PR #322, opened 2021-02-16
use compiler messaging interface to print counts instead of printf

kelloggm:
this is slightly an anti-pattern, since it doesn't use the localizable interface, but this is the only API we have that doesn't require a source location at which to print

running the tests also no longer prints the counts directly, since these messages are below the logging level used by the testing framework (because we use `-Anowarn` in our test runs)

### DIFF
--- a/object-construction-checker/src/main/java/org/checkerframework/checker/objectconstruction/ObjectConstructionChecker.java
+++ b/object-construction-checker/src/main/java/org/checkerframework/checker/objectconstruction/ObjectConstructionChecker.java
@@ -1,5 +1,6 @@
 package org.checkerframework.checker.objectconstruction;
 
+import static javax.tools.Diagnostic.Kind.NOTE;
 import static org.checkerframework.checker.mustcall.MustCallChecker.NO_ACCUMULATION_FRAMES;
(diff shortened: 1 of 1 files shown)


object-construction-checker/src/main/java/org/checkerframework/checker/objectconstruction/ObjectConstructionChecker.java
```diff
@@ -106,8 +107,9 @@ public void reportError(Object source, @CompilerMessageKey String messageKey, Ob
   @Override
   public void typeProcessingOver() {
     if (hasOption(COUNT_MUST_CALL)) {
-      System.out.printf("Found %d must call obligation(s).%n", numMustCall);
-      System.out.printf(
+      message(NOTE, "Found %d must call obligation(s).%n", numMustCall);
+      message(
+          NOTE,
           "Found %d must call obligation(s) that were handled correctly.%n",
```
msridhar, line 113: While we're here, can we clarify this message?
```suggestion
          "Successfully verified %d must call obligation(s).%n",
```

msridhar (approved):
LGTM with one small additional change

PR #324, opened 2021-02-17
make the count an error, so that maven doesn't eat it

kelloggm:
I'm getting deja vu, since this definitely happened last time I did this too and I just forgot :(


kelloggm:
and the reason I didn't make this change before becomes apparent: this makes all our tests fail

msridhar (approved):
Will the compilation fail because of these `ERROR`-level messages?

msridhar:
> and the reason I didn't make this change before becomes apparent: this makes all our tests fail

maybe we just need to extract `javac` commands to get these counts in cases where maven is used?

kelloggm:
@msridhar I think this latest version is the sweet spot. I've made it a warning, which won't fail compilation (or our tests), but will still show up in Maven's logs

msridhar (approved):
re-stamping for WARNING level

PR #327, opened 2021-02-17
enforce requirements on constructor return types

### LINKED ISSUE #326: If a class has an @Owning field, don't allow @MustCall({}) on any constructor
If we allow `@MustCall({})` on a constructor of a class with an `@Owning` field _f_, there is no guarantee anymore that _f_'s `@MustCall` obligation will be satisfied.  We should extend our checking to handle this case.

kelloggm:
fixes #326 

I had expected the CF to just handle this (via the Must Call Checker), so I was surprised when the test I wrote didn't fail. The reason was that I had disabled the relevant checking in BaseTypeVisitor for the Must Call Checker, because it was overly conservative - it assumed that every constructor return needed to be top! That's clearly inconsistent with Must Call (or any bottom-default typechecker, for that matter).

Actually, the constructor return just needs to be a super type of the declared lower bound for the class. This PR implements that check for Must Call.

IMO this change should probably be upstreamed into the CF's `BaseTypeVisitor`, probably after 25 Feb

### DIFF
--- a/must-call-checker/src/main/java/org/checkerframework/checker/mustcall/MustCallVisitor.java
+++ b/must-call-checker/src/main/java/org/checkerframework/checker/mustcall/MustCallVisitor.java
@@ -18,6 +18,7 @@ import org.checkerframework.common.basetype.BaseTypeChecker;
 import org.checkerframework.common.basetype.BaseTypeVisitor;
 import org.checkerframework.framework.type.AnnotatedTypeMirror;
 import org.checkerframework.framework.type.AnnotatedTypeMirror.AnnotatedExecutableType;
+import org.checkerframework.javacutil.ElementUtils;
 import org.checkerframework.javacutil.TreePathUtil;
 import org.checkerframework.javacutil.TreeUtils;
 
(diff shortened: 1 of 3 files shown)


msridhar:
Would this work for cases like `ByteArrayOutputStream`, where `@MustCall("close")` is inherited from the `Closeable` interface but we want the objects to be `@MustCall({})`?

kelloggm:
> Would this work for cases like ByteArrayOutputStream, where @MustCall("close") is inherited from the Closeable interface but we want the objects to be @MustCall({})?

These cases already issue errors. See e.g. tests/mustcall/ZookeeperByteBufferInputStream.java, which demonstrates that we issue an error both at the MustCall annotation on the class - because it's weaker than the super class - and on the constructor, because the receiver of the implicit `super` call (e.g. the `this` object) isn't MC close.

kelloggm:
For user-defined classes like ByteArrayOutputStream, I think it's appropriate that errors need to be suppressed.

msridhar (approved):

WHAT YOU ARE ASKED TO DO: Using the data above, repeat exactly the lines that begin at the line with "import org.checkerframework.javacutil.TreeUtils;" and end at the line with "like ByteArrayOutputStream, where", both ends included.

THE COMPLETED TASK:
 import org.checkerframework.javacutil.TreeUtils;
 
(diff shortened: 1 of 3 files shown)


msridhar:
Would this work for cases like `ByteArrayOutputStream`, where `@MustCall("close")` is inherited from the `Closeable` interface but we want the objects to be `@MustCall({})`?

kelloggm:
> Would this work for cases like ByteArrayOutputStream, where @MustCall("close") is inherited from the Closeable interface but we want the objects to be @MustCall({})?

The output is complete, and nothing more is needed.